Start of PROVIDED DATA

PR #757, opened 2026-08-02
Roslyn autocomplete in Code-node editors — overlay completions + the kernel's script environment

rbuergi:
Code-node Monaco editors had **diagnostics but no completions**. Two things were missing: the completion plumbing was shaped for `@`-reference *trigger tokens* (it cannot express "complete C# at line/column"), and the language service could only complete against **saved** text — useless while typing.

## What's in here

**1. Overlay completions.** `IMeshLanguageService` gains a `GetCompletions` overload taking the editor's in-flight buffer: the NodeType's solution is forked with that one document substituted (the `CheckSpeculative` shape), so suggestions reflect what is on screen. Forked solutions are immutable, so concurrent suggest requests never contend and nothing is applied back.

**2. A script environment for cells that aren't part of a NodeType compile** — a course lesson's `{lesson}/Source/{cell}`, whose owner is a Markdown page. Those execute on the kernel, so they now *complete* on the kernel's terms: script-kind parsing, its imports and reference set, and the script globals (`Mesh`, `Log`, `Ct`, `Inputs`) in scope. `MeshScriptEnvironment` is that one description and `KernelExecutor` now builds its `ScriptOptions` from the same values — the editor cannot drift from what ▶ Run accepts.

  The dispatch keys on whether the owner **is** a NodeType. "Did compilation inputs resolve" does *not* distinguish them — a plain Code node resolves inputs too — which silently parsed every lesson cell as regular C# and reported a spurious *"top-level statements must be in an executable"* on all of them. `CheckSpeculative` takes the same fork, so lesson cells get honest live squiggles too.

**3. A position-based Monaco provider** (`registerCodeCompletionProvider` + `GetCodeCompletions`), independent of the trigger-token one, with the LSP→Monaco kind mapping at the boundary and a bounded, never-throwing call so a stalled service cannot hang the suggest widget.

## The bug the tests caught

Filtering now happens **before** truncation. Roslyn returns every symbol in scope, alphabetically — a bare `Take(maxResults)` kept the A's and dropped everything after, so typing `Mes` could never reach `Mesh` no matter how the client filtered afterwards. The prefix comes from the completion list's own span; pinned by a test using a small cap and a late-alphabet match.

## Scope change

With the script environment in place, the old opt-in (C# only under a NodeType's `Source/` subtree) has no reason to exclude standalone cells: **every C# Code node now gets language services**, each answered by the environment it actually compiles in.

## Tests

`MeshNodeLanguageServiceTest` +5: overlay completes against proposed text; script completions resolve both imported types (`Controls.Stack`) and the globals (`Mesh`) as bare identifiers; script diagnostics surface real errors and stay quiet on a clean cell (trailing expression, `#r nuget` stripped with line numbers preserved); prefix filtering survives a small cap. 13/13 green, full solution builds.

### DIFF
--- a/src/MeshWeaver.Blazor/Components/Monaco/CodeCompletionRequest.cs
+++ b/src/MeshWeaver.Blazor/Components/Monaco/CodeCompletionRequest.cs
@@ -1,0 +1,10 @@
+namespace MeshWeaver.Blazor.Components.Monaco;
+
+/// <summary>
+/// One code-completion request from the Monaco editor: the FULL in-flight buffer text and the
+/// caret position, already converted to the LSP convention (0-based line and character — Monaco
+/// is 1-based; <c>MonacoEditorView.GetCodeCompletions</c> converts at the boundary). Distinct
+/// from the trigger-token completion path (<c>CompletionCallback</c>), which matches a typed
+/// <c>@</c>-reference query and knows nothing about positions.
+/// </summary>
+public readonly record struct CodeCompletionRequest(string Text, int Line, int Character);
--- a/src/MeshWeaver.Blazor/Components/Monaco/CodeEditorView.razor
+++ b/src/MeshWeaver.Blazor/Components/Monaco/CodeEditorView.razor
@@ -23,7 +23,8 @@
                   CodeEditMode="true"
                   ValueChanged="@OnValueChanged"
                   DiagnosticsCallback="@diagnosticsCallback"
-                  DiagnosticSourcePath="@diagnosticSourcePath" />
+                  DiagnosticSourcePath="@diagnosticSourcePath"
+                  CodeCompletionCallback="@codeCompletionCallback" />
 
 @code {
     private MonacoEditorView? editorRef;
@@ -41,6 +42,7 @@
     // different Code node in the same component lifetime) picks up the new paths.
     private Func<string, IObservable<IReadOnlyList<DiagnosticInfo>>>? diagnosticsCallback;
     private string? diagnosticSourcePath;
+    private Func<CodeCompletionRequest, IObservable<IReadOnlyList<CompletionEntry>>>? codeCompletionCallback;
 
     // Store the data pointer for two-way binding
     private JsonPointerReference? ValuePointer;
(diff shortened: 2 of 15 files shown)


rbuergi:
Added likely-usage ranking (89e3431fd) — alphabetical was the wrong default: pressing `.` led with `Controls.Badge` while every real cell wants `Stack`/`Markdown`/`DataGrid`.

Mirrors how editors actually do it, in two regimes:

- **Typed something → match quality decides**, via Roslyn's own `CompletionService.FilterItems` (exact > prefix > CamelCase hump > substring, honouring target-typed `MatchPriority`). This replaces the hand-rolled StartsWith/Contains sort. Popularity deliberately cannot reorder across match quality, or typing `Bad` would surface the popular `Stack` above `Badge`.
- **Typed nothing → likely usage decides**: identifier frequency across the Code nodes this mesh already runs, plus a 5× locality bonus for identifiers already in the cell being edited. That is VS Code's locality bonus plus the signal IntelliCode models over a public corpus — except our corpus is the MeshWeaver idiom itself, a much better predictor here.

`CompletionUsageIndex` builds that prior once, lazily, in the background, from a bounded query behind a timeout (400 nodes / 4000 identifiers, 30-min TTL). It is never awaited on the request path and every failure resolves to "no prior" — a global `nodeType:` query is the shape that has wedged this mesh before, so a cold or stuck index costs ranking quality and nothing else.

Verified non-vacuous: with the prior disabled, the ranking test fails with *found "Badge"*.

rbuergi:
Added per-user **suggest memory** (2610e7dd4) — VS Code's `editor.suggestSelection` semantics reproduced rather than approximated:

- **recentlyUsedByPrefix** — keyed on the word you had typed when you accepted. VS Code stores prefixes in a trie and looks up the *longest* stored prefix that still prefixes the current word, so accepting `Stack` after typing `St` keeps selecting it at `Sta`; ties break by most-recent.
- **recentlyUsed** — the fallback when no prefix entry applies: among the items actually offered, the one accepted most recently.
- Identity is **kind+label** (the property `Stack` ≠ the class `Stack`), a remembered item not on offer is never selected, and the memory is bounded at 300 acceptances (VS Code's own limit), dropping the least recent.

It **preselects and never reorders** — the matcher's ranking stays exactly as computed and only the highlighted row moves. That is what lets the memory be aggressive without ever hiding a better match. `CompletionEntry` gains `Preselect` (LSP's own field) and Monaco honours it.

Storage follows the established per-user settings-node shape: `{userId}/_Settings/Completions`, a satellite node beside the notification preferences. Writes are **coalesced** behind a 10s per-user throttle — acceptances arrive a keystroke apart, and a write per acceptance is precisely the storm shape this repo has been burned by; a burst of twenty costs one write. Loads are one-shot, empty-on-absent, behind a timeout — never a point probe of a maybe-absent path.

21/21 tests green (5 new pin the memory semantics), full solution builds.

End of PROVIDED DATA

*WHAT THIS TASK INVOLVES*: Copy out, exactly and alone, the lines of the entries above between the ones holding "private MonacoEditorView? editorRef;" and "private string? diagnosticSourcePath;", inclusive.

*WRITTEN REPLY*:
     private MonacoEditorView? editorRef;
@@ -41,6 +42,7 @@
     // different Code node in the same component lifetime) picks up the new paths.
     private Func<string, IObservable<IReadOnlyList<DiagnosticInfo>>>? diagnosticsCallback;
     private string? diagnosticSourcePath;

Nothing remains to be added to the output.